Ci sono cose da fare almeno una volta nella vita. Andare a un concerto di hardcore/industrial hip hop, sinceramente, potrebbe rientrare tra queste. Se così fosse – ed è d’uopo utilizzare il condizionale in base alle preferenze di ognuno, per carità – scegliere un live dei Death Grips come occasione in merito non sarebbe sbagliato. Perché di rado si avrà una chance di assistere a una performance più tirata, scenografica, scatenata. Perché è inammissibile si possa dire che non valga il prezzo del biglietto.
Il folle trio di Sacramento fa il suo ingresso sul palco alle 22:45, di fronte a una platea gremita e prevalentemente composta da giovani e giovanissimi. Totalmente incapaci di perdersi in chiacchiere, MC Ride e soci tirano giù immediatamente tutti i santi del paradiso con bombe a mano come Bubbles Buried In This Jungle e Get Got. Le tracce si susseguono una dopo l’altra senza un secondo di respiro: non c’è tempo nemmeno per gli applausi tra le bordate di Zach Hill e Andy Morin, che fomentano il pogo indemoniato sotto cassa. La fulminante carriera del gruppo scorre in successione tra gli ultimi capolavori (Giving Bad People Good Ideas, Hot Head) e le vecchie – si fa per dire – glorie (System Blower, I’ve Seen Footage) sino all’ultimo, incredibile iato dell’amatissima Guillotine.

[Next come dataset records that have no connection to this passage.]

PR #827, opened 2024-11-08
[prelude][core] Remove `as` from the pending type + make `andThen` always discard

fwbrasil:
As elaborated in https://github.com/getkyo/kyo/pull/823#discussion_r1833693316, I don't think we need both methods. The `as` name also doesn't feel very intuitive since it doesn't indicate chaining of computations.

### DIFF
--- a/kyo-prelude/shared/src/main/scala/kyo/kernel/Pending.scala
+++ b/kyo-prelude/shared/src/main/scala/kyo/kernel/Pending.scala
@@ -38,20 +38,11 @@ object `<`:
 
         inline def andThen[B, S2](inline f: Safepoint ?=> B < S2)(
             using
-            inline ev: A => Unit,
             inline frame: Frame,
             inline flatA: WeakFlat[A],
             inline flatB: WeakFlat[B]
         ): B < (S & S2) =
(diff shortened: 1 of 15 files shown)


kyo-prelude/shared/src/main/scala/kyo/kernel/Pending.scala
```diff
@@ -38,21 +38,12 @@ object `<`:
...
         inline def andThen[B, S2](inline f: Safepoint ?=> B < S2)(
             using
-            inline ev: A => Unit,
             inline frame: Frame,
             inline flatA: Flat.Weak[A],
             inline flatB: Flat.Weak[B]
         ): B < (S & S2) =
             map(_ => f)
 
-        inline def as[B, S2](other: B < S2)(
```
hearnadam, line 48: Can this be moved to `kyo-combinators`?

Would it make sense to keep this if it only supported pure values?

fwbrasil: I think unnecessary given that `andThen` now offers the same functionality as `as`?

PR #828, opened 2024-11-09
[data][prelude][core] kernel cleanups

fwbrasil:
- `Frame` moved to `kyo-data`. I'm planning to make it a user-facing API given how convenient it is to produce more detailed information of a computation.
- `Flat` also moved to `kyo-data`. The macro had a workaround hardcoding the `kyo-data` types. Moving `Flat` to `kyo-data` avoids the workaround and provides proper `Flat` support for types that use an internal flat encoding like `Maybe`.
- Reduced the visibility of kernel APIs where possible
- Refactor APIs to follow the style of the rest of the codebase. For instance, `ArrowEffect.handleState` instead of `ArrowEffect.handle.state`.
- Removed `repeat` from the pending type since we have `Loop.repeat` and it doesn't seem a common API to use.

See the second commit for a clean diff considering renamings.


kyo-data/shared/src/main/scala/kyo/Flat.scala
```diff
@@ -15,56 +9,23 @@ opaque type Flat[A] = Null
 object Flat:
     object unsafe:
         inline given bypass[A]: Flat[A] = null
-    end unsafe
-
-    inline given infer[A]: Flat[A] = FlatMacro.infer
-
-    @implicitNotFound("Detected nested Kyo computation '${A}', please call '.flatten' first.")
-    case class Weak[A](dummy: Null) extends AnyVal
```
fwbrasil: Moved to a new `WeakFlat` in `kyo-prelude`.

kyo-data/shared/src/main/scala/kyo/Flat.scala
```diff
@@ -15,56 +9,23 @@ opaque type Flat[A] = Null
...
 
-    inline def infer[A]: Flat[A] = ${ macroImpl[A] }
+    inline def derive[A]: Flat[A] = ${ macroImpl[A] }
 
     def macroImpl[A: Type](using Quotes): Expr[Flat[A]] =
         import quotes.reflect.*
 
         val t = TypeRepr.of[A].dealias
 
-        object Kyo:
```
fwbrasil: This is an old mechanism that used to provide more detailed error messages when pending effects don't match. It isn't functional since the last major redesign so it's fine to remove.

kyo-data/shared/src/main/scala/kyo/Maybe.scala
```diff
@@ -16,6 +16,7 @@ export Maybe.Present
 /** Companion object for Maybe type */
 object Maybe:
     inline given [A, B](using inline ce: CanEqual[A, B]): CanEqual[Maybe[A], Maybe[B]] = CanEqual.derived
+    inline given [A: Flat]: Flat[Maybe[A]]                                             = Flat.unsafe.bypass
```
fwbrasil, line 19: The workaround hardcoding the type in the macro was incorrect. A `Maybe[A]` can only be considered flat if `A` is flat type given that the internal representation is flat type union.

kyo-prelude/shared/src/main/scala/kyo/kernel/ArrowEffect.scala
```diff
@@ -161,134 +163,130 @@ object ArrowEffect:
             end handle3Loop
             handle3Loop(v, Context.empty)
         end apply
+    end handle
 
-        private[kyo] inline def partial[
```
fwbrasil, line 165: No implementation changes here, only API refactorings.

kyo-prelude/shared/src/main/scala/kyo/kernel/Context.scala
```diff
@@ -12,12 +13,12 @@ object Context:
     val empty: Context = Map.empty
 
     extension (self: Context)
-        inline def isEmpty = self eq empty
```
fwbrasil, line 15: no need to inline these methods

build.sbt
```diff
@@ -180,6 +180,7 @@ lazy val `kyo-data` =
         .in(file("kyo-data"))
         .settings(
             `kyo-settings`,
+            libraryDependencies += "com.lihaoyi"   %%% "pprint"        % "0.9.0",
```
fwbrasil, line 183: Used by `Frame`

hearnadam: Should we consider replicating the bare minimum functionality to avoid this dependency? I think we only need JCTools as a hard dependency.

kyo-prelude/shared/src/main/scala/kyo/kernel/Trace.scala
```diff
@@ -1,11 +1,12 @@
 package kyo.kernel
 
 import internal.*
+import kyo.Frame
 import scala.annotation.tailrec
 import scala.util.control.NonFatal
 import scala.util.control.NoStackTrace
 
-class Trace(
+final class Trace(
```
hearnadam, line 9: I wonder if we could enforce that all classes are either final/abstract/sealed...

hearnadam (approved):

PR #834, opened 2024-11-10
[prelude] kernel scaladocs + cleanups

fwbrasil:
Most of the changes are scaladocs but I also reduced the visibility of additional APIs and removed a few unnecessary parameters.

### DIFF
--- a/kyo-prelude/shared/src/main/scala/kyo/kernel/ArrowEffect.scala
+++ b/kyo-prelude/shared/src/main/scala/kyo/kernel/ArrowEffect.scala
@@ -8,97 +8,187 @@ import scala.annotation.nowarn
 import scala.annotation.tailrec
 import scala.util.control.NonFatal
 
-abstract class ArrowEffect[-I[_], +O[_]] extends Effect
+/** Represents abstract functions whose implementations are provided later by a handler.
+  *
+  * ArrowEffect captures the shape of a function without specifying its implementation. It describes a transformation from Input[A] to
+  * Output[A] for any type A, but defers how that transformation actually happens until a handler interprets it. This makes it a powerful
+  * way to write code that is abstract over how its operations are performed.
+  *
+  * ArrowEffect supports multi-shot continuations, meaning that handlers can invoke the continuation function multiple times or not at all.
+  * This enables powerful control flow effects like backtracking, non-determinism, or early returns. For example, a choice effect could
+  * invoke its continuation multiple times with different values to explore multiple execution paths.
+  *
+  * The type parameters Input[_] and Output[_] define the "shape" of the function being abstracted:
+  *
+  * @tparam Input
+  *   The input type constructor - what arguments the function takes
+  * @tparam Output
+  *   The output type constructor - what results the function produces
+  *
+  * Every use of an ArrowEffect creates a suspended function call. This suspended call contains all the information needed to perform the
+  * operation, but doesn't specify how to perform it.
+  *
+  * A handler then provides the actual function implementation that determines what happens when that suspended call is executed. Each
+  * handler takes two parameters: an input value of type I[C] that contains the input of the operation, and a continuation function
+  * representing the remainder of the computation from the point where the effect was suspended to the point where it's being handled.
+  *
+  * When defining concrete effects, ArrowEffect is commonly used with two special type constructors: Const and Id. The Const[X] type
+  * constructor ignores its type parameter and always returns X, while Id[X] simply returns X unchanged. For instance, an effect that needs
+  * to fail with errors of type E would use Const[E] as its input type - it only needs the error value itself, not any type parameters.
+  * Similarly, an effect for making choices among values would use Id as its output type - it passes through the chosen value unchanged.
+  */
+abstract class ArrowEffect[-Input[_], +Output[_]] extends Effect
 
 object ArrowEffect:
 
     final class SuspendOps[A](dummy: Unit) extends AnyVal:
 
+        /** Creates a suspended computation that requests a function implementation from an arrow effect. This establishes a requirement for
+          * a function that must be satisfied by a handler higher up in the program. The requirement becomes part of the effect type,
+          * ensuring that handlers must provide the requested function before the program can execute.
+          *
+          * @param effectTag
+          *   Identifies which arrow effect to request the function from
+          * @param funcionInput
+          *   The input value to be transformed by the function
+          * @return
+          *   A computation that will receive the requested function when executed
+          */
         @nowarn("msg=anonymous")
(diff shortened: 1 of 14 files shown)


kyo-prelude/shared/src/main/scala/kyo/kernel/ArrowEffect.scala
```diff
@@ -163,21 +277,123 @@ object ArrowEffect:
             end handle3Loop
             handle3Loop(v, Context.empty)
         end apply
+
```
fwbrasil, line 280: new overloading with 4 params

kyo-prelude/shared/src/main/scala/kyo/kernel/ArrowEffect.scala
```diff
@@ -8,97 +8,187 @@ import scala.annotation.nowarn
...
+          *   The computation result with the function implementation provided
+          */
         inline def apply[I[_], O[_], E <: ArrowEffect[I, O], A, B, S, S2, S3](
-            inline tag: Tag[E],
+            inline effectTag: Tag[E],
             v: A < (E & S)
         )(
-            inline handle: [C] => (I[C], Safepoint ?=> O[C] => A < (E & S & S2)) => A < (E & S & S2),
-            inline done: A => B < S3 = (v: A) => v,
-            inline accept: [C] => I[C] => Boolean = [C] => (v: I[C]) => true
```
fwbrasil, line 60: The `accept` function is dangerous and shouldn't be available to users and `done` was unused. I've removed them.

kyo-prelude/shared/src/main/scala/kyo/kernel/ArrowEffect.scala
```diff
@@ -192,19 +408,24 @@ object ArrowEffect:
         handleLoop(state, v, Context.empty)
     end handleState
 
-    inline def handleCatching[I[_], O[_], E <: ArrowEffect[I, O], A, B, S, S2, S3](
-        inline tag: Tag[E],
+    private[kyo] inline def handleCatching[I[_], O[_], E <: ArrowEffect[I, O], A, B, S, S2, S3](
```
fwbrasil, line 411: This functionality can be achieved indirectly via `Effect.catching` + `ArrowEffect.handle` and the API isn't very safe given that it has `accept` so I've made the method `private[kyo]`.

kyo-prelude/shared/src/main/scala/kyo/kernel/Effect.scala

Senza concedere bis e dopo un’ora esatta di rapidissimo, rodatissimo caos programmato, i Death Grips si congedano in un’atmosfera da fine match tra i volti esausti e appagatissimi degli astanti. Chiedete a loro se è un’esperienza da fare almeno una volta nella vita. A giudicare dagli occhi increduli, ripeterebbero lo stesso giorno daccapo come un infernale Groundhog Day. E a ben donde. Potete giurarci.